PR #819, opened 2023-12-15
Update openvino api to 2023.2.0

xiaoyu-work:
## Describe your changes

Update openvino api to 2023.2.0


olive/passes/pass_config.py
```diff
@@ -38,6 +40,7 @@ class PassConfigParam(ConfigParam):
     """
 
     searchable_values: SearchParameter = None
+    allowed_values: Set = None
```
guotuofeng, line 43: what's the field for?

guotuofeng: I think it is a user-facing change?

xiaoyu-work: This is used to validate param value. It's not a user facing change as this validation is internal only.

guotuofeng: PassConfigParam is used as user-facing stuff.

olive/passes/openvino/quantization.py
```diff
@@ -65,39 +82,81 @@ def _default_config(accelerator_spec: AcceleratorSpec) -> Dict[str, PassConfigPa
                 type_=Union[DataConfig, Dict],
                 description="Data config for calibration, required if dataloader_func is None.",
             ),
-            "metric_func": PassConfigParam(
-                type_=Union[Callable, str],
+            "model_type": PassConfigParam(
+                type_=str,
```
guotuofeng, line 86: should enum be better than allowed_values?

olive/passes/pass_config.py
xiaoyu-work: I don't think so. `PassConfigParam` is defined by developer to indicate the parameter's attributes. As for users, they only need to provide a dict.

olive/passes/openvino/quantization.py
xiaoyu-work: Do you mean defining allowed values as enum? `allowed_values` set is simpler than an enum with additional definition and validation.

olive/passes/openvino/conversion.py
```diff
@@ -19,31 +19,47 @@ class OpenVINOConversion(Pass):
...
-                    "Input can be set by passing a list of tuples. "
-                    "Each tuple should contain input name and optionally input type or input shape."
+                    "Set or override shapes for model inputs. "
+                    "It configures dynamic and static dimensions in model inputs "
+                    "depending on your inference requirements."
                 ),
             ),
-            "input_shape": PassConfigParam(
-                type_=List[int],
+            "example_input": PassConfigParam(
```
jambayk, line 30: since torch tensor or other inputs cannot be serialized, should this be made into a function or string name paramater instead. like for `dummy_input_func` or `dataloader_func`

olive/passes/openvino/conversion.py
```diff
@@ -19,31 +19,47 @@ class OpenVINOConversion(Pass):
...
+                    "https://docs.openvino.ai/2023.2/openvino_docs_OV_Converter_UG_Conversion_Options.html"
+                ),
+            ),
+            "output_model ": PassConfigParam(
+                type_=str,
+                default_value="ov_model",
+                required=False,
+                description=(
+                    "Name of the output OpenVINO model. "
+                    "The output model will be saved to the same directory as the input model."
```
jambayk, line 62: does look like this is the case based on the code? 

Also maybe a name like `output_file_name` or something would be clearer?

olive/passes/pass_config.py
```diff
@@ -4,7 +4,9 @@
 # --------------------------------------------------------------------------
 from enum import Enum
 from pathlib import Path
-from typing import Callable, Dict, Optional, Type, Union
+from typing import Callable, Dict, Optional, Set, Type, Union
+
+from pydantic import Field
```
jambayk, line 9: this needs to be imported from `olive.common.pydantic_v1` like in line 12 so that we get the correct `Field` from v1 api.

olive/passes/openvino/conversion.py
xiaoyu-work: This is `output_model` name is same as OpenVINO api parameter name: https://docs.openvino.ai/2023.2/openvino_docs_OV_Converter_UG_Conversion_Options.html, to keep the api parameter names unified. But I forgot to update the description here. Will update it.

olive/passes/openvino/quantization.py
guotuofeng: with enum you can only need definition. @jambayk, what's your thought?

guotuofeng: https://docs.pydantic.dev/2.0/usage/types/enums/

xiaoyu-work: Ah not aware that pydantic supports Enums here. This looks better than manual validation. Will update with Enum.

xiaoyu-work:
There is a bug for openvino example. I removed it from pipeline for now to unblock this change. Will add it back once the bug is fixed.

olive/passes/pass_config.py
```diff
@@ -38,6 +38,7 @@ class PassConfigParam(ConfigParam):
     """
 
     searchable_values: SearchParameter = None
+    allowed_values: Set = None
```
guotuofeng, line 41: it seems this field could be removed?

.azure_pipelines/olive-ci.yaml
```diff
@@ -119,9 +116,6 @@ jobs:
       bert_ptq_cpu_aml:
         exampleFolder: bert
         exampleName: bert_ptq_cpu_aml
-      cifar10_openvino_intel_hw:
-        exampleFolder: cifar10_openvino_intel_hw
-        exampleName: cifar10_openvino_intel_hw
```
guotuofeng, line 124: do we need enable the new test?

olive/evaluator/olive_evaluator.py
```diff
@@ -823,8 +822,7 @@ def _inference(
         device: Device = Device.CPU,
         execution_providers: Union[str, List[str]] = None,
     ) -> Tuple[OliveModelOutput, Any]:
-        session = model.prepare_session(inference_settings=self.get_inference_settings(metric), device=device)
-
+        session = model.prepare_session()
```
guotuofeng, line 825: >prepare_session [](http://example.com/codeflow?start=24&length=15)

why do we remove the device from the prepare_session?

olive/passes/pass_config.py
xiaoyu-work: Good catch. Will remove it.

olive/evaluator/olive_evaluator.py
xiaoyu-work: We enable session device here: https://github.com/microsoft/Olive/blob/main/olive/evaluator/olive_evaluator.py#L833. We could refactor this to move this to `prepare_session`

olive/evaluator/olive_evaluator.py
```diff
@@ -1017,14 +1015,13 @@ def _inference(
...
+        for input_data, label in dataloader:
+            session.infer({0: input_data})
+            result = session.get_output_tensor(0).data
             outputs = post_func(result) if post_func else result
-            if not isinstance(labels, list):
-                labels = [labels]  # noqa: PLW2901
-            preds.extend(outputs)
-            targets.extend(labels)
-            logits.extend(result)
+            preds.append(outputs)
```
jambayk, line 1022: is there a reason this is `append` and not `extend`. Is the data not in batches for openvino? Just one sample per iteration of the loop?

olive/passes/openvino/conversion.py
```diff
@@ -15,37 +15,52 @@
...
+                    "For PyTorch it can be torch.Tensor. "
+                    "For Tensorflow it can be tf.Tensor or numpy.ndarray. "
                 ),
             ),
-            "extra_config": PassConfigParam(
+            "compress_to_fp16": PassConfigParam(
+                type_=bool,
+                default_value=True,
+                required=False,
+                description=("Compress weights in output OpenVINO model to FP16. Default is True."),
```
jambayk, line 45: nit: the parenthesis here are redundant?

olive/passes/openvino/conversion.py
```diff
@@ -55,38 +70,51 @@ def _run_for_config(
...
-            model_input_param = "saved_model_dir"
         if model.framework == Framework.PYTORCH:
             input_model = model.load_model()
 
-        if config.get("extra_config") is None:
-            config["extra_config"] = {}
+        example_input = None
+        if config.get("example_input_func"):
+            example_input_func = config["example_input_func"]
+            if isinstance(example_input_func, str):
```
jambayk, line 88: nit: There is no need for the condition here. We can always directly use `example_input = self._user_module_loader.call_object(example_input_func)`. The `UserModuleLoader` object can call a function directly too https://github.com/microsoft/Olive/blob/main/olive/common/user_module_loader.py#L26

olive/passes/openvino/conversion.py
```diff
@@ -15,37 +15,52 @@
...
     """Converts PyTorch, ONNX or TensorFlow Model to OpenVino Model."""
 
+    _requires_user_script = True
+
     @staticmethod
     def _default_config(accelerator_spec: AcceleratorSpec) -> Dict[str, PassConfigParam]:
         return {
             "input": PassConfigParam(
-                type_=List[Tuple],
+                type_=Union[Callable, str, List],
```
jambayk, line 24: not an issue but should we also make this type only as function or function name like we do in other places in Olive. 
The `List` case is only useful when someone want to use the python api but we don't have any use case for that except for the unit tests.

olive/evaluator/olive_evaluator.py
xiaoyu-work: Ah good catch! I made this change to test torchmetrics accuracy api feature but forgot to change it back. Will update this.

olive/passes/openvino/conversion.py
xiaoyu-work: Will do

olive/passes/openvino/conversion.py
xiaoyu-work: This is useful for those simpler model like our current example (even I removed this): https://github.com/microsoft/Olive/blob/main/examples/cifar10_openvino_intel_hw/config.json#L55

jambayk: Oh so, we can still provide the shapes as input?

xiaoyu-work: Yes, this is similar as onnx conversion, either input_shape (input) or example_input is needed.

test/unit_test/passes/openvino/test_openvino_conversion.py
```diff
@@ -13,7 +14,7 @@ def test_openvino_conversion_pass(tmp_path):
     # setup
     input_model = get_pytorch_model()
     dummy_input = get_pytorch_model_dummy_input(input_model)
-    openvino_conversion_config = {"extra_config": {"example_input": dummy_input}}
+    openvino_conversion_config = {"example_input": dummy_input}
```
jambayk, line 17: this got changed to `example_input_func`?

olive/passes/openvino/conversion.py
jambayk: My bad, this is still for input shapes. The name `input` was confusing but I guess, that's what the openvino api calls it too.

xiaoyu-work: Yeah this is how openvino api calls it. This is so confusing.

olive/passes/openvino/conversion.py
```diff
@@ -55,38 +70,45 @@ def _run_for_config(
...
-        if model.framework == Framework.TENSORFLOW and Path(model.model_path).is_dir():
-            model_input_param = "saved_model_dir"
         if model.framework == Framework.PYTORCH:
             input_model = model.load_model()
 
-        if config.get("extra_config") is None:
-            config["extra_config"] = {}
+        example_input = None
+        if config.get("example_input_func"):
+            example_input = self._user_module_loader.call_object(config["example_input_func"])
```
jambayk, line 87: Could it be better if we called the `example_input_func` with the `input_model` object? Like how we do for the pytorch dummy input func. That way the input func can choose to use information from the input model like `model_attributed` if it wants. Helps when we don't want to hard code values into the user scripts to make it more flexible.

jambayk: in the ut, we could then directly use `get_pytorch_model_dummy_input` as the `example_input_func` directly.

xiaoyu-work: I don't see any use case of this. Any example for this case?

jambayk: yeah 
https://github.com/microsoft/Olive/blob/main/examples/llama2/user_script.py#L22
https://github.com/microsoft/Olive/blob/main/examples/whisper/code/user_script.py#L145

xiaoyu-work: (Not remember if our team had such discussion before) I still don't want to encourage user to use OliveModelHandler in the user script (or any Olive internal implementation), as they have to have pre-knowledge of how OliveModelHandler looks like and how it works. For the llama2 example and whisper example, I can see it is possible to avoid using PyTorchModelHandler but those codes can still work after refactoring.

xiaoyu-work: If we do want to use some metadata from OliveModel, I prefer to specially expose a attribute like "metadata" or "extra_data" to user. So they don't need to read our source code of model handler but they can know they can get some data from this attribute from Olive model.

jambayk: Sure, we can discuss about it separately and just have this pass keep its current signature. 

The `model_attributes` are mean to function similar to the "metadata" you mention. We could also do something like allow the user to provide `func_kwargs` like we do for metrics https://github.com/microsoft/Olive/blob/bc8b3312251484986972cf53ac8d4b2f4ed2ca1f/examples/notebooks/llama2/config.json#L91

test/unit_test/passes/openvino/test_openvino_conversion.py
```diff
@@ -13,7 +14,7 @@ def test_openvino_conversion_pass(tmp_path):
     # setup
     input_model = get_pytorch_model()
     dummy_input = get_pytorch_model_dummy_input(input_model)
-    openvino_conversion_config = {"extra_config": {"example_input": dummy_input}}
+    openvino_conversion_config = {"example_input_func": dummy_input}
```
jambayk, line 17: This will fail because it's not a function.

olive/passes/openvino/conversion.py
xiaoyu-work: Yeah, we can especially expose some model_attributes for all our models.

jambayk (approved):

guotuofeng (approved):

- Your instructions:
Go through the records line by line and give the number of lines with the string "inputs" in them, stating nothing else.

- Result for this exercise:
3